When I think of precursors to chromatic music, I always think of the Sinfonia No. 9 in F minor, which has 11 of the 12 notes. Even so, this is chromatic use, so it's firmly tonal.


----------



## millionrainbows (Jun 23, 2012)

Vasistha said:


> If you can put down the *duckies* of the musical academy and bring your highly educated (educated not academically but through exposure to forms that came during and after Beethoven), you will hear in both the Beethoven late piano sonatas and the late quartets, as Mitsuko Uchida and Allerius have pointed out, striking resemblances to Jazz masters of the 1950 and 1960s. We can hear, if we listen to the late sonatas, Monk and others. You can hear something of the modern Jazz in Beethoven's later work; not because he was composing without being hear and was therefore not aware of departing from musical norms, but because *he was not bound by a conventional mind, or by musical conventions.* Rather he free enough to be ... himself defining them.
> 
> In that sense, while *academics* might wince when they hear people say "Beethoven is just Beethoven", one has to admit it's far from a whacky statement. And while it's wrong to say that he's not Classical Music (since he along with Haydn and Mozart define the Classical style, he does, at the same time, defy style as bound by time and convention. *Academics go nuts when they see non-academics ignore the definitions that make up identifications of styles.* However, it seems equally crazy to ignore what Allerius points to here, that Beethoven while our definition of the classical style, also was free to explore beyond the known modes, and express musical ideas that are for us, reminescent of musical expression that we don't hear for more than century after his death.

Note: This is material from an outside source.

PR #68, opened 2021-06-01
CLM-18632: modify user and remove -r flag

amiralig:
For the full conversation regarding this you can refer to:

https://sonatype.slack.com/archives/CC2BN7KU6/p1622485542189800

I fully agree, that "Beethoven is just Beethoven," and this transcends styles and eras.


----------



## larold (Jul 20, 2017)

Beethoven in a classicist that became a romantic. Brahms, who followed his style and was humbled by his shadow, is also a classicist writing in the romantic 19th century.


----------



## Woodduck (Mar 17, 2014)

larold said:


> Brahms, who followed his style and was humbled by his shadow, is also a classicist writing in the romantic 19th century.


Or a Romantic clinging to Classical models, protecting himself from Romanticism's threat of chaos...


----------



## Razumovskymas (Sep 20, 2016)

Clouds Weep Snowflakes said:


> Beethoven is usually seen as a transition between the two; but which one was more pronounced in his music? I personally really feel the two combining in his music, so I have a hard time deciding...


Beethoven was classical 2.0, a superior kind of music misunderstood by many after him! ;-)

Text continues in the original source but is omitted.